# Festive Tree Gift Exchange 2021 (Event Active)



## meo (Nov 22, 2021)

*What is it:*
Since we're getting into winter now and, with the nature of things going on, I know it's reformed holiday plans for many of us. The idea is to have a gift exchange of sorts but one that also includes a bit of decorating (or a lot if you're into that). Wrapping a present, visiting another person or being visited, and seeing/showing a little piece of something decorated for the season might be uplifting for a lot of us right now even if brief.

*When is it:*
The gift exchange event will be open from *December 17th to December 24th. *That said, this topic is open and being made now because some expressed they'd like an avenue to connect/help one another decorate.
*So if you'd like to coordinate with others before then to share ideas, help craft for one another, struggling to find an item to decorate with, etc* - you can use this topic up to the event time.

*How to participate:*

*Simply acquire a tree placed outdoors* (I put festive tree but it can be the illuminated tree or even really one of the pines with lights if you can't get those) before you plan to partake in the event (18th to 24th). *Decorate around it as much or as little as you wish* with space of course open around the tree for presents to be dropped.
*Acquire some gifts and wrap them in wrapping paper for others.* There's no requirement on what or how expensive the gift needs to be. Just try to be respectful and don't troll people with items (i.e. a toilet or trash items). How many gifts you do is up to you, but I think a general rule to go by is plan to gift as many as you plan to receive.
*Check back anywhere between the 17th and 24th* to interact with others on exchanging gifts and seeing their areas. Whether you want to be active in this topic with others up to then is up to you and okay either way.
*When the event is officially active, you should simply post the form at the end of this topic indicating to others you want to receive presents at your town.* Not required - If you want to attach a photo of your completed decorated area with it that way we can see everyone's areas even if we don't get to be your santa.
*Others will pm you directly to deliver and you will pm others directly if you want to deliver while the event is active. *
*If a visitor, *you'll go to drop off your present under the tree of the person you pm.
*If a host,* you'll open your town and lead your "santa" to your area so they can drop off the present under your tree.
*Save your gifts till the 25th if you'd like. *If you don't wish to celebrate opening them that's fine too. However,* feel free to come back after the 24th and share a photo with your gift opening* if you'd like. 
*Friendly note for this year*: If you do a lot of trading/hosting, please remember to block off your gifts around your tree or put them in a room in a house. I know last year we had the unfortunate occurrence of a poster losing their gifts from a separate online interaction. So, just be careful. Should something happen, let us know as I know many of us prepared many extra gifts and will come together to ensure you still get to open things come the holiday. <3

*General Rules:*

Be kind - All of tbt's rules apply
*Respect other's towns* when visiting and viewing people's displays (ask beforehand if they have any considerations if you are unsure about what you can and cannot do)
*Credit your "santas" in your post* - You don't have to specifically name people but simply the number of santas you've had is fine. That way we know who may be okay on gifts and who may need more to reach out.
*Form for event (don't post your form till the event start):*

Character Name:
Town:
Availability:
Current number of Santas (update the number as you go):
Festive area photo (optional):

*As always, if you have any questions or feel there's anything I missed, issues you feel with the dates, or I should add...feel free to pm me, I'll try to respond as quickly as possible.*

	Post automatically merged: Nov 22, 2021

I'll be happy to help craft trees once we get to December and I get some ornaments stacked up should anyone be new this year or not have one.


----------



## jadetine (Nov 22, 2021)

I am in!  I love this festive season; thanks for initiating again @meo!
I have also learned all the recipes and would be happy to help craft for you, my dear friends.
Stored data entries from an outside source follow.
PR #253, opened 2024-04-18
Fixed search_pipeline spec

### LINKED ISSUE #248: [BUG] Differences in search_pipeline API between OpenSearch Server and Specification.
### What is the bug?
The difference lies between the search_pipeline spec and server code. I'm updating only the ones I've observed. I'll take another careful look and update this issue soon.

| | Spec | Server |
|-|-|-|
| API Name | search_pipeline.create | search_pipeline.put |
| Path Param Name |  pipeline | id |
|search_pipeline.get Path Param pipeline | required = True | required = False |
.....

The delete method still needs to be added to the spec.

saimedhi:
### Description

- Corrected spec for search_pipeline.get, search_pipeline.create
- Added  search_pipeline.delete

### Issues Resolved
Closes #248 

### DIFF
--- a/spec/namespaces/search_pipeline.yaml
+++ b/spec/namespaces/search_pipeline.yaml
@@ -4,14 +4,15 @@ info:
   description: OpenSearch Search_pipeline API
   version: 1.0.0
 paths:
-  /_search/pipeline/{pipeline}:
+  /_search/pipeline/{id}:
     get:
       operationId: search_pipeline.get.0
       x-operation-group: search_pipeline.get
       x-version-added: '2.9'
       description: Retrieves information about a specified search pipeline.
       parameters:
-        - $ref: '#/components/parameters/search_pipeline.get::path.pipeline'
+        - $ref: '#/components/parameters/search_pipeline.get::query.cluster_manager_timeout'
+        - $ref: '#/components/parameters/search_pipeline.get::path.id'
       responses:
         '200':
           $ref: '#/components/responses/search_pipeline.get@200'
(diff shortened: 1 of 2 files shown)


spec/namespaces/search_pipeline.yaml
```diff
@@ -4,14 +4,15 @@ info:
   description: OpenSearch Search_pipeline API
   version: 1.0.0
 paths:
-  /_search/pipeline/{pipeline}:
+  /_search/pipeline/{id}:
```
saimedhi, line 7: @nhtruong  Do you think we should replace path param name from `pipeline` to `id`?

spec/namespaces/search_pipeline.yaml
```diff
@@ -23,12 +24,26 @@ paths:
       externalDocs:
```
saimedhi, line 24: @nhtruong @Xtansia `PUT /_search/pipeline/my_pipeline` endpoint [creates](https://opensearch.org/docs/latest/search-plugins/search-pipelines/creating-search-pipeline/) and [updates](https://opensearch.org/docs/latest/search-plugins/search-pipelines/creating-search-pipeline/#updating-a-search-pipeline) search_pipeline. 
So, should we name it `search_pipeline.put` instead of `search_pipeline.create`?

Xtansia: Yes I think so, it makes more sense semantically. Especially when things such as the _doc APIs set the precedent that "create" means fail if the item already exists.

spec/namespaces/search_pipeline.yaml
nhtruong: Both make sense to me. If the endpoints using this paths haven't made it to any clients then we're free to rename without introducing breaking changes. I know that Ruby and JS clients haven't implemented these yet. @Xtansia what about Java, Net, and Rust?

spec/namespaces/search_pipeline.yaml
nhtruong: agree with @Xtansia

spec/namespaces/search_pipeline.yaml
Xtansia: Hasn't been added into any of those clients

nhtruong (approved):

spec/namespaces/search_pipeline.yaml
nhtruong: @saimedhi Then this name change is fine!

PR #264, opened 2024-04-22
Removed default values from parameter descriptions

### LINKED ISSUE #263: [BUG]Remove default values present in parameter descriptions.
### What is the bug?
Remove default values present in parameter descriptions as they are present in schema[default]. 

example:

   ```
 cluster.put_settings::query.flat_settings:
      in: query
      name: flat_settings
      description: 'Return settings in flat format (default: false)'
      schema:
        type: boolean
        default: false
      style: form

```

### PR DESCRIPTION
**Pull request by saimedhi**
### Description
Removed default values from parameter descriptions

### Issues Resolved
Closes #263 

### DIFF
--- a/spec/namespaces/indices.yaml
+++ b/spec/namespaces/indices.yaml
@@ -3359,7 +3359,7 @@ components:
     indices.exists_template::query.flat_settings:
       in: query
       name: flat_settings
-      description: 'Return settings in flat format (default: false)'
+      description: Return settings in flat format.
       schema:
         type: boolean
         default: false
@@ -3367,7 +3367,7 @@ components:
     indices.exists_template::query.local:
       in: query
       name: local
-      description: 'Return local information, do not retrieve the state from cluster-manager node (default: false)'
+      description: Return local information, do not retrieve the state from cluster-manager node.
       schema:
         type: boolean
         default: false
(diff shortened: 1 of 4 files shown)

### CODE REVIEW

**Comment by saimedhi** [comment]
@nhtruong, please take a look

File: spec/namespaces/indices.yaml [hunk 1]
```diff
@@ -3477,9 +3477,10 @@ components:
     indices.forcemerge::query.max_num_segments:
       in: query
       name: max_num_segments
-      description: 'The number of segments the index should be merged into (default: dynamic)'
+      description: The number of segments the index should be merged into.
       schema:
         type: number
+        default: dynamic
```
Xtansia, line 3483: This one should just be reworded rather than specifying `default:` as it's not that the value of the field will be literally the string `dynamic` (as the schema type is number), it's just that the cluster will dynamically pick the number of segments it determines to be required/ideal. The docs https://opensearch.org/docs/latest/api-reference/index-apis/force-merge/#query-parameters describe the parameter as:
> The number of larger segments into which smaller segments are merged. Set this parameter to 1 to merge all segments into one segment. The default behavior is to perform the merge as necessary.

Xtansia (changes requested):

Xtansia (approved):

PR #280, opened 2024-05-03
Fixed missing global params

nhtruong:
This bug happens when the original name of the params in `_global_parameters.yaml` are identical to the games they will be generated in the result file which has the form of `_global::query.{name}`.  During the generation the original name was removed and replaced by the global name. Swapping the order of key deleting and assignment solved this. Also updated the names in the `_global_parameters.yaml` to reflect that the merger will handle the naming convention to keep this file simple.


dblock (approved):
This should have a test, but won't hold the PR for the fix.

nhtruong:
@dblock There are [tests](https://github.com/opensearch-project/opensearch-api-specification/blob/main/tools/test/merger/fixtures/expected.yaml) that assure that the global params are add. This was just a very edge case

dblock:
@nhtruong You'll agree that no tests covered this case, this or another edge case can reintroduce the problem.

PR #283, opened 2024-05-06
Rollups API spec

djmadeira:
### Description
Add specs for rollup APIs


package-lock.json
```diff
@@ -1,6 +0,0 @@
-{
-  "name": "opensearch-api-specification",
-  "lockfileVersion": 3,
-  "requires": true,
-  "packages": {}
-}
```
dblock: Should we be running an `npm install` to lock dependencies? Or exclude this file in .gitignore. Either way probably a separate PR.

dblock (changes requested):
Thanks! Can you please sign DCO, `git commit -s --amend`.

Spoiler: Examples of the new Xmas recipes










The new items are also quite large and impressive. Very lovely!

And yes, please create a gate or something for the dropped presents; wrapped items cannot be stored, but you never know who might be rifling through your island if you host frequently...


----------



## Sara? (Nov 22, 2021)

jadetine said:


> I am in!  I love this festive season; thanks for initiating again @meo!
> I have also learned all the recipes and would be happy to help craft for you, my dear friends.
> View attachment 415384
> The new items are also quite large and impressive. Very lovely!
> ...


 do you mind placing  the photo under spoiler, xmas i know there are some pp out there that rather not see the new items we are getting for xmas,  , hope this does not sound mean or anything


----------



## jadetine (Nov 22, 2021)

Sara? said:


> do you mind placing  the photo under spoiler, xmas i know there are some pp out there that rather not see the new items we are getting for xmas,  , hope this does not sound mean or anything


OMG nonono you are right, I got too excited. LOL
Not mean at all, I totally get it!


----------



## xara (Nov 22, 2021)

AHHHHH i’m so happy to see this return!!! participating in this was honestly one of my favourite parts of 2020 aha, so i’m definitely in! thank you for hosting this again!


----------



## tarepanda3ame (Nov 23, 2021)

This sounds like fun, and I would love to participate! This is my first year @ TBT, and am excited to celebrate the Christmas season with everyone here!


----------



## ivorystar (Nov 23, 2021)

I want to join too  
thank you for hosting this!


----------



## Sasey (Nov 23, 2021)

This sounds fun! Gonna start decorating! I’m in!  Thanks for posting!


----------



## Tiffkaboo (Nov 24, 2021)

I just started decorating my area yesterday (with a fence added just in case)! Cannot wait for this to start!


----------



## Roxxy (Nov 24, 2021)

Such a lovely idea. I don’t want to let anyone down so is there a final date to opt in please?


----------



## meo (Nov 24, 2021)

Roxxy said:


> Such a lovely idea. I don’t want to let anyone down so is there a final date to opt in please?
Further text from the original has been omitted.